Data provided:
________________

PR #813, opened 2023-01-26
CORE-9732 - Deprecate `contextLogger` before removing it.

driessamyn:
Deprecate `contextLogger` as it shouldn't be in the API library.

runtime-os change: https://github.com/corda/corda-runtime-os/pull/2996

### DIFF
--- a/base/src/main/kotlin/net/corda/v5/base/util/KotlinUtils.kt
+++ b/base/src/main/kotlin/net/corda/v5/base/util/KotlinUtils.kt
@@ -28,12 +28,20 @@ infix fun Long.exactAdd(b: Long): Long = Math.addExact(this, b)
  *
  * `private val log = loggerFor<MyClass>()`
  */
+@Deprecated(
+    "Will be removed from api library",
+    ReplaceWith("LoggerFactory.getLogger(this::class.java)", "org.slf4j.LoggerFactory")
+)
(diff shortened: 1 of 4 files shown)


vkolomeyko (approved):
LGTM

base/src/main/kotlin/net/corda/v5/base/util/KotlinUtils.kt
```diff
@@ -28,12 +28,20 @@ infix fun Long.exactAdd(b: Long): Long = Math.addExact(this, b)
  *
  * `private val log = loggerFor<MyClass>()`
  */
+@Deprecated(
+    "Will be removed from api library",
+    ReplaceWith("LoggerFactory.getLogger(this::class.java)", "org.slf4j.LoggerFactory")
+)
 inline fun <reified T : Any> loggerFor(): Logger = LoggerFactory.getLogger(T::class.java)
```
lankydan, line 35: I thought `loggerFor` was ok. I don't mind if we want to remove it though.

lankydan: Agreed that we'd remove it.

lankydan (approved):

dimosr (approved):

PR #814, opened 2023-01-26
CORE-9338 add chunk key to allow chunks to have unique keys. make optional fields nullable

LWogan:
Removal of the fields made nullable in this pr will be handled by CORE-9481


data/avro-schema/src/main/resources/avro/net/corda/data/chunking/Chunk.avsc
```diff
@@ -29,7 +32,10 @@
     },
     {
       "name": "offset",
-      "type": "long",
+      "type": [
+        "null",
+        "long"
+      ],
```
driessamyn: Why does the offset need to be nullable?

LWogan: its specific to writing to a file. It has no use in the message bus integration or the flow session integration. I've a JIRA ticket to remove filename and offset and set them in the chunk property map instead.

driessamyn: I understand the filename one, but isn't the offset just an indication of where the chunk is in the list of bytes? Isn't that completely generic for all chunking usecases?
(i.e. it allows a more efficient way to re-constitute the chunks regardless of whether it's a file, db or in-memory byte array)

LWogan: Ye I see your point. I haven't been tracking or using the bytes position in the message bus piece though, so it feels like it would be a bit of a no-op to set it.

driessamyn: It's cheap to set as it's just an index that is available as you go through the stream when creating the chunks, and I suspect that it's always going to be more efficient to use this when putting the chunks back together on the other end, so I don't really see a downside in setting it.

LWogan: ive kept the changes minimal so far to the existing code. I've tried to avoid any refactoring the chunking stuff which sends chunks individually as it generates them and returns an id of the chunks. i dont bother with a stream as I need to avro serialize the data and it returns the full ByteArray. So then split it into chunk sized arrays. the offset will always be the bytearray size so i think i can set it based on that.

gradle.properties
```diff
@@ -7,7 +7,7 @@ cordaProductVersion = 5.0.0
 # NOTE: update this each time this module contains a breaking change
 ## NOTE: currently this is a top level revision, so all API versions will line up, but this could be moved to
 ##   a per module property in which case module versions can change independently.
-cordaApiRevision = 626
+cordaApiRevision = 627
```
driessamyn: This will need a bump, otherwise LGTM.

jujoramos (dismissed):
LGTM

conal-smith (dismissed):
lgtm

mbrkic-r3:
Why don't we have a flag that indicates it's the last chunk? What is the benefit of sending additional empty chunk (which could be considerable overhead for small messages)?

data/avro-schema/src/main/resources/avro/net/corda/data/chunking/Chunk.avsc
mbrkic-r3: For uses cases like saving chunked data to file, it would be good to have original data size as well, then we could save chunks directly to file as they come and considerably lower memory footprint for big files.

driessamyn: @mbrkic-r3 we can't necessarily do this as we could be streaming chunks from the origin (e.g. the HTTP file upload). 
But I agree, if it is available, it could be put into the property map and used as an optimisation.

JamesHR3 (approved):

PR #816, opened 2023-01-26
CORE-9451: fix config field name

dickon:
Align the two different places we describe  the configuration key for crypto. We need this change to allow the crypto configuration to be overridable via the boot configuration mechanism.

### DIFF
--- a/gradle.properties
+++ b/gradle.properties
@@ -7,7 +7,7 @@ cordaProductVersion = 5.0.0
 # NOTE: update this each time this module contains a breaking change
 ## NOTE: currently this is a top level revision, so all API versions will line up, but this could be moved to
 ##   a per module property in which case module versions can change independently.
-cordaApiRevision = 626
+cordaApiRevision = 627
 
 # Main
 kotlinVersion = 1.7.21
--- a/crypto/src/main/kotlin/net/corda/v5/crypto/exceptions/CryptoException.kt
+++ b/crypto/src/main/kotlin/net/corda/v5/crypto/exceptions/CryptoException.kt
@@ -4,11 +4,11 @@ import net.corda.v5.base.annotations.CordaSerializable
 import net.corda.v5.base.exceptions.CordaRuntimeException
 
 /**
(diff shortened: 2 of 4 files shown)


gradle.properties
```diff
@@ -7,7 +7,7 @@ cordaProductVersion = 5.0.0
 # NOTE: update this each time this module contains a breaking change
 ## NOTE: currently this is a top level revision, so all API versions will line up, but this could be moved to
 ##   a per module property in which case module versions can change independently.
-cordaApiRevision = 626
+cordaApiRevision = 627
```
kyriathar, line 10: I think this PR doesn't include API breaking changes.

dickon: Without this change I can't actually pick up boot config parameter for crypto, which is in a sense a breaking change.

driessamyn: I agree it's a breaking change because `runtime-os` uses this constant for when inserting config, so without a version change somebody would pick this up and it would break an already created DB.

If we're cleaning up, I wonder if an `insert` for this key is missing from `data/db-schema/src/main/resources/net/corda/db/schema/config/migration/config-creation-v1.0.xml`
In theory it shouldn't matter as we, currently, always require the DB to be "primed" with the master key, but it would be more consistent, and if we were to move to a model where the key is passed as boot configuration, then this wouldn't require a further DB change.

Also, BTW, I think we should wait to merge this until the runtime-os changes are also in a PR as we don't want unnecessary churn on this repo.

dickon: Left open for

> If we're cleaning up, I wonder if an insert for this key is missing from data/db-schema/src/main/resources/net/corda/db/schema/config/migration/config-creation-v1.0.xml
In theory it shouldn't matter as we, currently, always require the DB to be "primed" with the master key, but it would be more consistent, and if we were to move to a model where the key is passed as boot configuration, then this wouldn't require a further DB change.

which feels like a separate change, but I agree with minimising API churn to may be good to combine.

________________

Your goal:
Repeat every record above precisely.

Written solution:
PR #813, opened 2023-01-26
CORE-9732 - Deprecate `contextLogger` before removing it.

driessamyn:
Deprecate `contextLogger` as it shouldn't be in the API library.

runtime-os change: https://github.com/corda/corda-runtime-os/pull/2996

### DIFF
--- a/base/src/main/kotlin/net/corda/v5/base/util/KotlinUtils.kt
+++ b/base/src/main/kotlin/net/corda/v5/base/util/KotlinUtils.kt
@@ -28,12 +28,20 @@ infix fun Long.exactAdd(b: Long): Long = Math.addExact(this, b)
  *
  * `private val log = loggerFor<MyClass>()`
  */
+@Deprecated(
+    "Will be removed from api library",
+    ReplaceWith("LoggerFactory.getLogger(this::class.java)", "org.slf4j.LoggerFactory")
+)
(diff shortened: 1 of 4 files shown)


vkolomeyko (approved):
LGTM

base/src/main/kotlin/net/corda/v5/base/util/KotlinUtils.kt
```diff
@@ -28,12 +28,20 @@ infix fun Long.exactAdd(b: Long): Long = Math.addExact(this, b)
  *
  * `private val log = loggerFor<MyClass>()`
  */
+@Deprecated(
+    "Will be removed from api library",
+    ReplaceWith("LoggerFactory.getLogger(this::class.java)", "org.slf4j.LoggerFactory")
+)
 inline fun <reified T : Any> loggerFor(): Logger = LoggerFactory.getLogger(T::class.java)
```
lankydan, line 35: I thought `loggerFor` was ok. I don't mind if we want to remove it though.

lankydan: Agreed that we'd remove it.

lankydan (approved):

dimosr (approved):

PR #814, opened 2023-01-26
CORE-9338 add chunk key to allow chunks to have unique keys. make optional fields nullable

LWogan:
Removal of the fields made nullable in this pr will be handled by CORE-9481


data/avro-schema/src/main/resources/avro/net/corda/data/chunking/Chunk.avsc
```diff
@@ -29,7 +32,10 @@
     },
     {
       "name": "offset",
-      "type": "long",
+      "type": [
+        "null",
+        "long"
+      ],
```
driessamyn: Why does the offset need to be nullable?

LWogan: its specific to writing to a file. It has no use in the message bus integration or the flow session integration. I've a JIRA ticket to remove filename and offset and set them in the chunk property map instead.

driessamyn: I understand the filename one, but isn't the offset just an indication of where the chunk is in the list of bytes? Isn't that completely generic for all chunking usecases?
(i.e. it allows a more efficient way to re-constitute the chunks regardless of whether it's a file, db or in-memory byte array)

LWogan: Ye I see your point. I haven't been tracking or using the bytes position in the message bus piece though, so it feels like it would be a bit of a no-op to set it.

driessamyn: It's cheap to set as it's just an index that is available as you go through the stream when creating the chunks, and I suspect that it's always going to be more efficient to use this when putting the chunks back together on the other end, so I don't really see a downside in setting it.

LWogan: ive kept the changes minimal so far to the existing code. I've tried to avoid any refactoring the chunking stuff which sends chunks individually as it generates them and returns an id of the chunks. i dont bother with a stream as I need to avro serialize the data and it returns the full ByteArray. So then split it into chunk sized arrays. the offset will always be the bytearray size so i think i can set it based on that.

gradle.properties
```diff
@@ -7,7 +7,7 @@ cordaProductVersion = 5.0.0
 # NOTE: update this each time this module contains a breaking change
 ## NOTE: currently this is a top level revision, so all API versions will line up, but this could be moved to
 ##   a per module property in which case module versions can change independently.
-cordaApiRevision = 626
+cordaApiRevision = 627
```
driessamyn: This will need a bump, otherwise LGTM.

jujoramos (dismissed):
LGTM

conal-smith (dismissed):
lgtm

mbrkic-r3:
Why don't we have a flag that indicates it's the last chunk? What is the benefit of sending additional empty chunk (which could be considerable overhead for small messages)?

data/avro-schema/src/main/resources/avro/net/corda/data/chunking/Chunk.avsc
mbrkic-r3: For uses cases like saving chunked data to file, it would be good to have original data size as well, then we could save chunks directly to file as they come and considerably lower memory footprint for big files.

driessamyn: @mbrkic-r3 we can't necessarily do this as we could be streaming chunks from the origin (e.g. the HTTP file upload). 
But I agree, if it is available, it could be put into the property map and used as an optimisation.

JamesHR3 (approved):

PR #816, opened 2023-01-26
CORE-9451: fix config field name

dickon:
Align the two different places we describe  the configuration key for crypto. We need this change to allow the crypto configuration to be overridable via the boot configuration mechanism.

### DIFF
--- a/gradle.properties
+++ b/gradle.properties
@@ -7,7 +7,7 @@ cordaProductVersion = 5.0.0
 # NOTE: update this each time this module contains a breaking change
 ## NOTE: currently this is a top level revision, so all API versions will line up, but this could be moved to
 ##   a per module property in which case module versions can change independently.
-cordaApiRevision = 626
+cordaApiRevision = 627
 
 # Main
 kotlinVersion = 1.7.21
--- a/crypto/src/main/kotlin/net/corda/v5/crypto/exceptions/CryptoException.kt
+++ b/crypto/src/main/kotlin/net/corda/v5/crypto/exceptions/CryptoException.kt
@@ -4,11 +4,11 @@ import net.corda.v5.base.annotations.CordaSerializable
 import net.corda.v5.base.exceptions.CordaRuntimeException
 
 /**
(diff shortened: 2 of 4 files shown)


gradle.properties
```diff
@@ -7,7 +7,7 @@ cordaProductVersion = 5.0.0
 # NOTE: update this each time this module contains a breaking change
 ## NOTE: currently this is a top level revision, so all API versions will line up, but this could be moved to
 ##   a per module property in which case module versions can change independently.
-cordaApiRevision = 626
+cordaApiRevision = 627
```
kyriathar, line 10: I think this PR doesn't include API breaking changes.

dickon: Without this change I can't actually pick up boot config parameter for crypto, which is in a sense a breaking change.

driessamyn: I agree it's a breaking change because `runtime-os` uses this constant for when inserting config, so without a version change somebody would pick this up and it would break an already created DB.

If we're cleaning up, I wonder if an `insert` for this key is missing from `data/db-schema/src/main/resources/net/corda/db/schema/config/migration/config-creation-v1.0.xml`
In theory it shouldn't matter as we, currently, always require the DB to be "primed" with the master key, but it would be more consistent, and if we were to move to a model where the key is passed as boot configuration, then this wouldn't require a further DB change.

Also, BTW, I think we should wait to merge this until the runtime-os changes are also in a PR as we don't want unnecessary churn on this repo.

dickon: Left open for

> If we're cleaning up, I wonder if an insert for this key is missing from data/db-schema/src/main/resources/net/corda/db/schema/config/migration/config-creation-v1.0.xml
In theory it shouldn't matter as we, currently, always require the DB to be "primed" with the master key, but it would be more consistent, and if we were to move to a model where the key is passed as boot configuration, then this wouldn't require a further DB change.

which feels like a separate change, but I agree with minimising API churn to may be good to combine.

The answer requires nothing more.